# Canadian Virgin



## kaka (Aug 28, 2012)

Snownanigans said:


> No i'm not Canadian. I hope that settles any questions you may have RE: Title.
> 
> First trip to Canada and looking for feedback and suggestions:
> -Party in Banff for 10 days
> ...


wish I had that much time off! Revy is sick, but so much time in Banff? I'd cut a day or two out of there, if it were me. Hit Kicking Horse for a day or two on your way to Revy. If the snow is good, it's really awesome (go mid-week if possible).


----------



## Snownanigans (Jan 13, 2013)

Time off = not yet granted. I have over a year to work my ass off to make it happen. 

Which resort out of Revy and KH gets bigger crowds on weekends?

Also, what's the nightlife life like in KH? 

Cheers


----------



## atr3yu (Feb 15, 2012)

Snownanigans said:


> Time off = not yet granted. I have over a year to work my ass off to make it happen.
> 
> Which resort out of Revy and KH gets bigger crowds on weekends?
> 
> ...


Well knowing the towns that are near Revy and Kicking Horse I imagine that the night life blows in both locations. I haven't been to either hill to be honest, but I lived in the interior of BC my entire life. My best guess is both those hills are about riding hard awesome steep terrain, not partying. Not to say that there isn't a cool hang out, just wouldn't expect it to be a high light.


----------



## Bones (Feb 24, 2008)

Snownanigans said:


> Also, what's the nightlife life like in KH?
> 
> Cheers


There's isn't really any. What's there is an awesome mountain: so expect first chair, last chair, stretch, eat, sleep. Lather, rinse, repeat.

For the trip you're on and the route you're taking (and the partying you already have lined up), don't skip KH and Revy simply because the nightlife isn't of the caliber of Whistler.


----------



## NorthCoastRider (Nov 19, 2012)

Kicking Horse :thumbsup: is one of the best mountains to ride in BC, but the town is very small so probably not much nightlife. Its also not geared towards beginner riders.


----------



## RagJuice Crew (Apr 8, 2012)

Doing something similar over the next few months, but in the opposite direction, so I'll post up about it once it's done - hopefully you can take something from that.
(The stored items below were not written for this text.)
Issue #3524, opened 2025-12-19
Inpaint an Image with Flux 2


shhlife:
Demonstrate an inpainting workflow

PR #3533, opened 2025-12-20
Feature/math expression node and new inpainting template

shhlife:
New node: `Math Expression` node. Allows the user to specify variables and then create expressions to work with them. It uses `asteval` for safe evaluation.

Fix: Rescale Image couldn't handle float values, so using ParameterInt to manage conversions.

Also adds a new template that takes advantage of these nodes

image

https://youtu.be/rZI9rPsAPsA?si=3_KqX2jURQZppWJ-

Fixes: #3524

### DIFF
--- a/libraries/griptape_nodes_library/tests/unit/number/test_math_expression_preprocessing.py
+++ b/libraries/griptape_nodes_library/tests/unit/number/test_math_expression_preprocessing.py
@@ -1,8 +1,5 @@
 """Unit tests for MathExpression implicit multiplication preprocessing."""
 
-import pytest
-
-from griptape_nodes.exe_types.node_types import BaseNode
 from griptape_nodes_library.number.math_expression import MathExpression
 
 
@@ -156,7 +153,7 @@ class TestMathExpressionPreprocessing:
         """Test cleanup of multiple asterisks."""
         # This tests the cleanup regex that converts *** to *
         # Note: The current implementation might not handle all cases perfectly
-        pass  # Would need to test if we accidentally create *** patterns
+        # Would need to test if we accidentally create *** patterns
 
     # Real-world examples
     def test_real_world_examples(self) -> None:


libraries/griptape_nodes_library/griptape_nodes_library/number/math_expression.py
```diff
@@ -0,0 +1,399 @@
...
+            try:
+                interpreter.symtable[letter] = float(value)
+            except (ValueError, TypeError):
+                interpreter.symtable[letter] = 0.0
+
+    def _create_helper_functions(self) -> dict[str, Any]:  # noqa: C901
+        """Create helper functions for the interpreter."""
+
+        # Helper function for sum that accepts multiple arguments
+        def safe_sum(*args: float) -> float:
```
collindutter: Nit: why are these functions "safe"?

libraries/griptape_nodes_library/griptape_nodes_library/number/math_expression.py
```diff
@@ -0,0 +1,399 @@
...
+        # 7. Clean up: remove extra asterisks and spaces
+        expression = re.sub(r"\*\*\*+", r"*", expression)  # *** -> *
+        expression = re.sub(r"(?<!\*)\s*\*\s*(?!\*)", r"*", expression)  # Clean spaces around *
+
+        return expression
+
+    def _evaluate_expression(self, expression: str) -> float | int:  # noqa: PLR0911
+        """Safely evaluate the mathematical expression using asteval."""
+        if not expression or not expression.strip():
+            return 0.0
```
collindutter: Is 0 representing an error be clear to the user? Can we instead just surface these errors?

libraries/griptape_nodes_library/griptape_nodes_library/number/math_expression.py
```diff
@@ -0,0 +1,399 @@
...
+    def _update_variable_visibility(self) -> None:
+        """Update visibility of variable parameters based on num_variables setting."""
+        num_variables = self.get_parameter_value("num_variables")
+        if num_variables is None:
+            num_variables = 2
+        try:
+            num_variables = int(num_variables)
+            num_variables = max(1, min(26, num_variables))  # Clamp between 1 and 26
+        except (ValueError, TypeError):
+            num_variables = 2
```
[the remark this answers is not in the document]
shhlife: you're right - we wouldn't. removing

libraries/griptape_nodes_library/griptape_nodes_library/number/math_expression.py
shhlife: this isn't necessarily an error though - it's if they don't include an expression or it's blank, right?

so it just returns 0?

collindutter (approved):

In the meantime, I can say: yes, Whistler is all it's cracked up to be; there is no real nightlife in Revy, but you won't care; and I'm making a point of hitting KH. From what I know of the place, having not yet been, you shouldn't miss out on it while passing that way.


----------



## poutanen (Dec 22, 2011)

You will need to book as hostels get full (even the single beds)...
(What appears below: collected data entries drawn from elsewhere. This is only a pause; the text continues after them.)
PR #3552, opened 2025-12-22
Add GriptapeProxyNode, migrate Eleven Labs nodes

andrewfrench:
Adds a GriptapeProxyNode as a common base node for model proxy nodes. Lifts Eleven Labs audio generation nodes to use the common proxy node.

Adds common polling logic, common logging, common error handling, and reduces tons of duplication. We'll spread this to other proxy nodes in tranches.


collindutter (approved):
> +2,595 −4,795 

Amazing

PR #3563, opened 2025-12-23
Fix proxy parameter value resolution for iterative node group

### LINKED ISSUE #3564: ForEach Group does not propagate proxy parameter values to all iterations
ForEach Group does not propagate proxy parameter values to all iterations

Image

In a workflow like this, the values of the proxy parameters are only available to the 0th iteration when executing. The other iterations see None/default values.

zachgiordano:
### Issue

ForEachGroup

ForEach Group proxy parameters (e.g., image, text) only passed values correctly to the first iteration. Subsequent iterations received empty/default values, causing nodes inside the group to operate without the expected constant inputs.

Example scenario:
  - A LoadImage node connects to ForEach Group.image (proxy parameter)
  - A TextList node connects to ForEach Group.text (proxy parameter)
  - Inside the group, these proxy parameters connect to internal nodes
  - Only iteration 0 received the correct image and text values; iterations 1+ did not

### Root Cause

In `get_resolved_upstream_values()`, when collecting constant values to pass into each iteration:

  1. The code found incoming connections from the ForEach Group's proxy parameters to internal nodes
  2. It checked if the upstream node (ForEach Group) was in RESOLVED state
  3. The ForEach Group was in EXECUTING state (it's the node currently running the iterations)
  4. So values were skipped, even though the actual source nodes (e.g., LoadImage) were resolved

The code didn't trace through the proxy parameter to find the resolved external source.

### Solution

Modified `_get_upstream_connection_value()` to detect when the upstream node is a BaseIterativeNodeGroup that's currently executing. Added `_get_value_through_iterative_group_proxy()` to trace through the proxy parameter and retrieve the value from the actual resolved external source node.

Closes #3564

### DIFF
--- a/src/griptape_nodes/common/node_executor.py
+++ b/src/griptape_nodes/common/node_executor.py
@@ -1772,6 +1772,12 @@ class NodeExecutor:
         Returns:
             The upstream value if criteria met, None otherwise
         """
+        # If upstream is a BaseIterativeNodeGroup (e.g., ForEach Group) that's currently executing,
+        # we need to trace through its proxy parameter to find the actual resolved source.
+        # This handles the case where: ExternalNode -> ForEachGroup.proxy_param -> InternalNode
+        if isinstance(upstream_node, BaseIterativeNodeGroup) and upstream_node.state != NodeResolutionState.RESOLVED:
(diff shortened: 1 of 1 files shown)


kateforsberg13 (approved):
This makes sense! nice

I would say if you can book your hostels closer to the dates, go where the snow is. The best mountains in Canada are no fun to ride if the snow is shit.


----------



## Snownanigans (Jan 13, 2013)

RagJuice, i'll be in touch. Good luck with your trip!
poutanen, how long in advance would you suggest? 3 days before when i'm over there, 1 month? 2 months?

I think the moral of the story is....hit up KH and RMR, which is ok with me...:yahoo:

Would anyone like to advocate that fernie is worth the few extra hours on a bus? 
TBH i'm running out of time and money on my trip but i want to do it while i'm there if it's worth it


----------



## poutanen (Dec 22, 2011)

Snownanigans said:


> poutanen, how long in advance would you suggest? 3 days before when i'm over there, 1 month? 2 months?
> 
> Would anyone like to advocate that fernie is worth the few extra hours on a bus?
> TBH i'm running out of time and money on my trip but i want to do it while i'm there if it's worth it


Fernie is 100% worth the trip as long as the snow is decent. I prefer it to all other mountains I've hit around here.

Depends on what time of year your trip is in. Non-peak season you should be able to book the hostels a few days before you go, peak season you'll want to book at least a week in advance, if not more. If people see a big snow dump heading for Fernie things book up.


----------



## Snownanigans (Jan 13, 2013)

Yeah not an unexpected response RE fernie. Good stuff! It'll likely be feb 2014. So peak. Might call some places to get a read. Thanks for the help guys!


----------



## poutanen (Dec 22, 2011)

Snownanigans said:


> Yeah not an unexpected response RE fernie. Good stuff! It'll likely be feb 2014. So peak. Might call some places to get a read. Thanks for the help guys!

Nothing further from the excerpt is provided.